Is It Okay for Athletes to Trick the Referee or Umpire?
Sports columnist Robert Lipsyte cited the following play, involving Derek Jeter of the New York Yankees, as a particularly egregious instance of a professional athlete being a bad role model for kids:
This topic, raised Friday at the Aspen Ideas Festival, seems like a good subject for debate.
Let's say, for the sake of argument, that this would definitely be cheating if Jeter were playing in a sand lot game with friends, where everyone was calling their own balls and strikes. Does the presence of an umpire change things? Or take pickup basketball. On the playground, it's bad form to call a foul unless you were, in fact, hit on the arm during your dribble drive to the hoop.

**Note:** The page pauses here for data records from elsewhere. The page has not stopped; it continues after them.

PR #2926, opened 2021-04-06
Instrument Streaming API

annym:
## Overview

Description:

- Add metric to hold time spent by entries in streaming queue
- Add trace logging to ease performance/functional debugging
- Move streaming to runtime parameters to ease experimentation (tuning)

Why should this be merged:  help with performance issues in the client. 

- [x] Public API has Javadoc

But in the NBA, players are beneficiaries of bad calls all the time, and never say anything. The rationale is presumably that bad calls are part of the game, that they go both ways, and that there's no shame in taking advantage of them when you benefit, because you'll definitely suffer from bad calls too.
And it isn't like the NBA fines players for pretending that they didn't touch the ball last when it went out of bounds. The league itself seems to condone the behavior at issue. Does that matter?
What do you think? Does the presence of referees or umpires make it okay to benefit from what you know is a bad call, or even to actively mislead? Or does good sportsmanship demand more than technical adherence to the rules? Are athletes who feign being fouled doing something immoral?